I'll do it step by step. First lower all the indices:
\begin{equation}
-\frac{1}{4}F_{\mu \nu}F^{\mu\nu}=-\frac{1}{4}F_{\mu \nu}g^{\mu\rho}g^{\nu\sigma}F_{\rho\sigma}
\end{equation}
then expand the products,
\begin{equation}
-\frac{1}{4}(\partial_{\mu}A_{\nu}\partial_{\rho}A_{\sigma}-\partial_{\mu}A_{\nu}\partial_{\sigma}A_{\rho}-\partial_{\nu}A_{\mu}\partial_{\rho}A_{\sigma}+\partial_{\nu}A_{\mu}\partial_{\sigma}A_{\rho})g^{\mu\rho}g^{\nu\sigma}
\end{equation}
Using the symmetry of the metric, I can rename the indices and then switch them, to get
\begin{equation}
-\frac{1}{4}(2\partial_{\mu}A_{\nu}\partial_{\rho}A_{\sigma}-2\partial_{\mu}A_{\nu}\partial_{\sigma}A_{\rho})g^{\mu\rho}g^{\nu\sigma}
\end{equation}
Now let us take a functional derivative with respect to $\partial_{\lambda}A_{\alpha}$
\begin{equation}
\frac{\partial}{\partial(\partial_{\lambda}A_{\alpha})}(\partial_{\mu}A_{\nu}\partial_{\rho}A_{\sigma})g^{\mu\rho}g^{\nu\sigma}=(\delta^{\lambda}_{\mu}\delta^{\alpha}_{\nu}\partial{\rho}A_{\sigma}+\delta^{\lambda}_{\rho}\delta^{\alpha}_{\sigma}\partial_{\mu}A_{\nu})g^{\mu\rho}g^{\nu\sigma}=2\partial^{\lambda}A^{\alpha}
\end{equation}
Similarly for the other term.

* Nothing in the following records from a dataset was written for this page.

PR #9316, opened 2024-04-06
Patch Leaflet to be Server-Side-Render friendly (SSR)

matthova:
This Pull request adds the eslint plugin `ssr-friendly` and implements changes to meet the new linting requirements.

I've confirmed I'm able to use the forked library with a SSR Remix app.

### DIFF
--- a/docs/docs/js/docs.js
+++ b/docs/docs/js/docs.js
@@ -2,92 +2,85 @@
 hljs.configure({tabReplace: '    '});
 hljs.initHighlighting();
 
-function setup() {
-	if (typeof document === 'undefined') {
-		return;
-	}
+const tocCopy = document.createElement('div');
+tocCopy.id = 'toc-copy';
 
-	const tocCopy = document.createElement('div');
-	tocCopy.id = 'toc-copy';
+const toc = document.querySelector('#toc');
 
-	const toc = document.querySelector('#toc');
-
-	if (toc) {
+if (toc) {
 	// top menu
-		let menus = document.querySelectorAll('#toc a');
-		let i;
+	let menus = document.querySelectorAll('#toc a');
+	let i;
 
-		for (i = 0; i < menus.length; i++) {
-			menus[i].addEventListener('click', (e) => {
-				clickOnAnchor(e);
-			});
-		}
-
-		// sidebar menu
-		tocCopy.innerHTML = toc.innerHTML;
-		document.getElementsByClassName('container')[0].appendChild(tocCopy);
-
-		menus = document.querySelectorAll('#toc-copy ul');
-		i = 0;
-
-		for (i = 0; i < menus.length; i++) {
-			menus[i].addEventListener('mouseover', function () {
-				this.previousElementSibling.classList.add('hover');
-			});
-
-			menus[i].addEventListener('mouseout', function () {
-				this.previousElementSibling.classList.remove('hover');
-			});
-
-			menus[i].addEventListener('click', (e) => {
-				clickOnAnchor(e);
-			});
-		}
-
-		const labels = document.querySelectorAll('#toc-copy h4');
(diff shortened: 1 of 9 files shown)


docs/docs/js/docs.js
```diff
@@ -2,85 +2,92 @@
 hljs.configure({tabReplace: '    '});
 hljs.initHighlighting();
 
-const tocCopy = document.createElement('div');
-tocCopy.id = 'toc-copy';
+function setup() {
```
IvanSanchez, line 5: Anything in `docs/` will only ever run in a browser. You made the blanket assumption that all `.js` files are part of the Leaflet code, but some are part of its website. These changes are therefore too broad.

src/core/Browser.js
```diff
@@ -13,54 +13,71 @@
...
-	safari,
-	mobile,
-	pointer,
-	touch,
-	touchNative,
-	retina,
-	mac,
-	linux
-};
+export default setupBrowser();
```
IvanSanchez, line 83: This breaks tree-shaking (which, from my PoV, is more important than SSR friendlyness)

src/core/Browser.js
```diff
@@ -13,54 +13,71 @@
...
-const mobile = typeof orientation !== 'undefined' || userAgentContains('mobile');
+	// @property mobile: Boolean; `true` for all browsers running in a mobile device.
+	const mobile = typeof orientation !== 'undefined' || userAgentContains('mobile');
 
-// @property pointer: Boolean
-// `true` for all browsers supporting [pointer events](https://msdn.microsoft.com/en-us/library/dn433244%28v=vs.85%29.aspx).
-const pointer = !!window.PointerEvent;
+	// @property pointer: Boolean
+	// `true` for all browsers supporting [pointer events](https://msdn.microsoft.com/en-us/library/dn433244%28v=vs.85%29.aspx).
+	const pointer = !!window.PointerEvent;
```
IvanSanchez, line 41: You may use something like `!!(window?.PointerEvent)`. Ditto for `navigator` and the like.

IvanSanchez (changes requested):

IvanSanchez:
And do read https://developer.mozilla.org/en-US/docs/Web/JavaScript/Reference/Operators/Optional_chaining .

src/core/Browser.js
matthova: Good callout. I'll see if there's a way to have both

matthova:
@IvanSanchez thank you for the feedback! I love the idea of enforcing ssr-compatibility via the lint plugin I added, however, I wonder if there's a slightly different approach we could take for this library to remove unnecessary function-wrapping. Let me do some digging

jonkoops:
> I've confirmed I'm able to use the forked library with a SSR Remix app.

I am curious about this. Why would Leaflet need to be 'SSR friendly' in order for this to work? Leaflet was always intended to be a complete client-side solution, so why even use it in an SSR context? Can Remix not opt-out of SSR for the few places one might need to include Leaflet?

matthova:
> > I've confirmed I'm able to use the forked library with a SSR Remix app.
> 
> I am curious about this. Why would Leaflet need to be 'SSR friendly' in order for this to work? Leaflet was always intended to be a complete client-side solution, so why even use it in an SSR context? Can Remix not opt-out of SSR for the few places one might need to include Leaflet?

That's a great question. I think the maintainers of the library need to own this decision. My use case, as a consumer, is that I love being able to install a package and not have to think about it or do any additional configuration. The tradeoff may not be worth it, for maintainers.

matthova:
Closing and will submit an alternate approach with optional chaining

matthova:
Alternate PR: https://github.com/Leaflet/Leaflet/pull/9317

Issue #9377, opened 2024-06-21
Trackpad pinch zoom is too sensitive


diachedelic:
### Checklist

- [X] I've looked at the [documentation](https://leafletjs.com/reference.html) to make sure the behavior isn't documented and expected.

Hence,
\begin{equation}
\frac{\partial}{\partial(\partial_{\lambda}A_{\alpha})}\left(-\frac{1}{4}F_{\mu \nu}g^{\mu\rho}g^{\nu\sigma}F_{\rho\sigma}\right)=-\left(\partial^{\lambda}A^{\alpha}-\partial^{\alpha}A^{\lambda}\right)=-F^{\lambda\alpha}
\end{equation}
Now setting $\lambda=0$ gives the desired result.